Questi esempi ci rivelano l’ampia strumentazione a disposizione dei canali
comunicativi: usano spazio e tempo, si servono delle forme corporee originate da
tutte le modalità sensoriali e dalla sensitività incarnata, come vedremo, ed espressa
coi movimenti di ogni parte dell’intero corpo e da tutti i comportamenti che facciamo.

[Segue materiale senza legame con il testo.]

PR #82, opened 2023-01-12
Refactor utility function to be used by both SUM and AVG Aggregates

shah-nirmit:
### Description
Refactor the previously introduced helper function into a common utility (`bigint_utility`) function which can be used by both SUM and AVG  aggregates for BIGINT datatype
 
### Issues Resolved
BABEL-3507

#### Extension PR
https://github.com/babelfish-for-postgresql/babelfish_extensions/pull/1045

 Signed-off-by: Nirmit Shah <nirmisha@amazon.com>
### Check List

### DIFF
--- a/src/backend/utils/adt/numeric.c
+++ b/src/backend/utils/adt/numeric.c
@@ -5906,6 +5906,9 @@ numeric_poly_sum(PG_FUNCTION_ARGS)
 #endif
 }
 
+/*
+ *	Final function for BIGINT datatype for TSQL Aggregates (SUM,AVG)
+ */
 Datum
 bigint_utility(FunctionCallInfo fcinfo, bool isSum)
 {
--- a/src/backend/utils/adt/numeric.c
+++ b/src/backend/utils/adt/numeric.c
@@ -5910,7 +5910,7 @@ numeric_poly_sum(PG_FUNCTION_ARGS)
  *	Final function for BIGINT datatype for TSQL Aggregates (SUM,AVG)
  */
 Datum
-bigint_utility(FunctionCallInfo fcinfo, bool isSum)
+bigint_utility(FunctionCallInfo fcinfo, int tsqlAggType)
 {
 
 	PolyNumAggState		*state;
@@ -5938,8 +5938,9 @@ bigint_utility(FunctionCallInfo fcinfo, bool isSum)
 						errmsg("Arithmetic overflow error converting expression to data type bigint.")));
 		}
 		else {
-			if (isSum)
+			if (tsqlAggType == TSQL_SUM)
 				PG_RETURN_INT64((int64) result);
+			/* If the aggregate type is TSQL_AVG */
 			else
 			{
 				result /= state->N;
@@ -5947,8 +5948,9 @@ bigint_utility(FunctionCallInfo fcinfo, bool isSum)
 			}
 		}
 	#else
-		if (isSum)
+		if (tsqlAggType == TSQL_SUM)
 			temp = numeric_sum(fcinfo);
+		/* If the aggregate type is TSQL_AVG */
 		else
 			temp = numeric_avg(fcinfo);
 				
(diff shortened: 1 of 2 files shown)


src/backend/utils/adt/numeric.c
```diff
@@ -5934,10 +5937,21 @@ bigint_poly_sum(PG_FUNCTION_ARGS)
 					(errcode(ERRCODE_NUMERIC_VALUE_OUT_OF_RANGE),
 						errmsg("Arithmetic overflow error converting expression to data type bigint.")));
 		}
-		else
-			PG_RETURN_INT64((int64) result);
+		else {
+			if (isSum)
+				PG_RETURN_INT64((int64) result);
+			else
```
surendravishnoi, line 5947: add a comment to make clear that else here means avg only

src/backend/utils/adt/numeric.c
```diff
@@ -5906,8 +5906,11 @@ numeric_poly_sum(PG_FUNCTION_ARGS)
 #endif
 }
 
+/*
+ *	Final function for BIGINT datatype for TSQL Aggregates (SUM,AVG)
+ */
```
Deepesh125: Add more explanation about function here.

Deepesh125:
> Refactor the previously introduced helper function into a common utility function which can be used by both SUM and AVG aggregates for BIGINT datatype

Add details about which function are you referring to in the description.

Deepesh125 (changes requested):

src/backend/utils/adt/numeric.c
shah-nirmit: Fixed in the latest commit

src/backend/utils/adt/numeric.c
```diff
@@ -5906,8 +5906,11 @@ numeric_poly_sum(PG_FUNCTION_ARGS)
...
 Datum
-bigint_poly_sum(PG_FUNCTION_ARGS)
+bigint_utility(FunctionCallInfo fcinfo, int tsqlAggType)
```
2jungkook: 1. The current function name is a little bit general. Can we use a more specific name, e.g., `bigint_poly_aggr` or `bigint_aggr_final`?
2. Instead of implementing our own logic, can we leverage `numeric_poly_sum` and `numeric_poly_avg` in the function body? We may call the existing function and then check overflow.

shah-nirmit: Regarding point 2:-
1. In T-Sql, The average aggregates  doesn't calculate the average of values first and  then checks for bounds but rather sums up the values and checks if its out of bound , if not then it proceeds in calculating the average, So to match this behaviour we have introduced our own logic
2.  If we use numeric_poly_sum / numeric_poly_average we would be get the value/result back in numeric which will again need additional processing, So I didn't use them in the common utility function

src/backend/utils/adt/numeric.c
shah-nirmit: Fixed in the latest commit

src/backend/utils/adt/numeric.c
shah-nirmit: Fixed 1. in latest commit

src/backend/utils/adt/numeric.c
```diff
@@ -5906,8 +5906,14 @@ numeric_poly_sum(PG_FUNCTION_ARGS)
...
 
+/*
+ *	Final function for BIGINT datatype for TSQL Aggregates (SUM,AVG).
+ *  The tsql aggregate return non-default return types when compared with 
+ *  Default aggregate for integer datatypes , this function takes the accumlated
+ *  State and tranform the result into return type expected by tsql.
+ */
 Datum
-bigint_poly_sum(PG_FUNCTION_ARGS)
+bigint_poly_aggr_final(FunctionCallInfo fcinfo, int tsqlAggType)
```
surendravishnoi: use enum type instead of int

shah-nirmit: Fixed in the latest commit

Deepesh125 (approved):

surendravishnoi (approved):

PR #99, opened 2023-02-07
Create table or proc should throw error for declaring non-permissible…

shalinilohia50:
### Description

It is found that all variable length datatypes like numeric, decimal, time, datetime2, datetimeoffset need explicit checking on their permissible datalength at the time of table or stored procedure creation and generate error if required. Before fix, Babelfish was not complaining for the above behaviour.

Task: BABEL-3793
Co-authored-by: Satarupa Biswas satarupb@amazon.com
Signed-off-by: Shalini Lohia <lshalini@amazon.com>

 
### Issues Resolved
BABEL-3793


jsudrik (approved):
Identical to 3_X changes. Approved.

Per esempio mi viene in mente una risata fatta con una paziente da una collega e
quello era un modo per indicare un superamento di un problema di soggezione e
ancora un collega che disdisse ben tre appuntamenti per dire coi fatti quanto avesse a
cuore lo sconforto di una paziente ed infine l’uso della voce così ben descritto come
Echo System in un caso di Velleda Ceccoli.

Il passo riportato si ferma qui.